Fundamental analysis is a powerful method for evaluating a business in a way that technical analysis cannot compete. For investors around the world, studying the various qualitative and quantitative factors is an important starting point for any trade.

It relies on proven technology and readily available business data, so anyone can perform basic analytics. Or at least this is the case with traditional markets. Indeed, if you look at cryptocurrencies (still a small industry), data is not always available and FAs may not be effective if there is a high correlation between assets.

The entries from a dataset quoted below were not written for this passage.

PR #389, opened 2019-03-03
Refactor some properties shared by all server-side call contexts into a common `ServerCallContext` protocol …

MrMage:
… , while renaming the existing `ServerCallContext` class to `ServerCallContextBase`.

Motivation: As opposed to all three other call types, unary calls are not passed an instance of the previous `ServerCallContext` class, but rather of the `StatusOnlyCallContext` protocol. If one wanted to create a method that uses only a call's event loop and request headers but wants to process all *four* types of calls, that was not possible before. With this change, such a method could simply accept an instance of `ServerCallContext`, which the call arguments provided to all four methods now conform to.

### DIFF
--- a/Sources/SwiftGRPCNIO/ServerCallContexts/UnaryResponseCallContext.swift
+++ b/Sources/SwiftGRPCNIO/ServerCallContexts/UnaryResponseCallContext.swift
@@ -31,7 +31,7 @@ open class UnaryResponseCallContext<ResponseMessage: Message>: ServerCallContext
 /// be fulfilled by the user.
 ///
 /// We can use a protocol (instead of an abstract base class) here because removing the generic `responsePromise` field
-/// lets us avoid associated-type requirements on the protol.
+/// lets us avoid associated-type requirements on the protocol.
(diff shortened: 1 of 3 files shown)


MrMage:
@glbrntt, looks like I can't request a review from you, but please take a look regardless.

Sources/SwiftGRPCNIO/ServerCallContexts/UnaryResponseCallContext.swift
```diff
@@ -32,10 +32,7 @@ open class UnaryResponseCallContext<ResponseMessage: Message>: ServerCallContext
 ///
 /// We can use a protocol (instead of an abstract base class) here because removing the generic `responsePromise` field
 /// lets us avoid associated-type requirements on the protol.
```
rebello95: Not related to your change, but just noticed a typo of "protol" -> "protocol" if you want to fix it while you're here

MrMage: Done, thanks!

When done correctly, it provides a basis for identifying stocks that are currently undervalued and may be valued over time. Top investors such as Warren Buffett and Benjamin Graham have consistently demonstrated that rigorous study of business in this way can yield tremendous results.

### Disadvantages of Fundamental Analysis

Fundamental analysis is easy, but the good basic analysis is hard. Determining the intrinsic value of a stock is a time-consuming process that requires much more work than tying numbers to formulas. Many factors have to be evaluated and the learning curve to do it effectively is steep. It is also more suitable for long-term trading than short-term trading.

This type of analysis also overlooks strong market forces and trends that technical analysis can identify. Economist John Maynard Keynes said:

“*The market can stay unreasonably longer than you can remain as a solvent*.”

“*An undervalued stock (according to all metrics) is not guaranteed to increase in value in the future.*”

## Final thoughts

Fundamental analysis is an established practice that some of the most successful traders swear by. By shaping the strategy, investors can learn to better estimate the true value of stocks, cryptocurrencies, and other assets, as well as better understand the business and industry as a whole.

The fundamental analysis combined with technical analysis can provide traders and investors with a comprehensive understanding of which assets and businesses can benefit from. The combination of FA and TA is favored by many in both legacy and cryptocurrency markets.

However, given the early stages of the crypto market, it should be understood that FA may not be effective. Always do your own research and make sure you have a solid risk management strategy in place.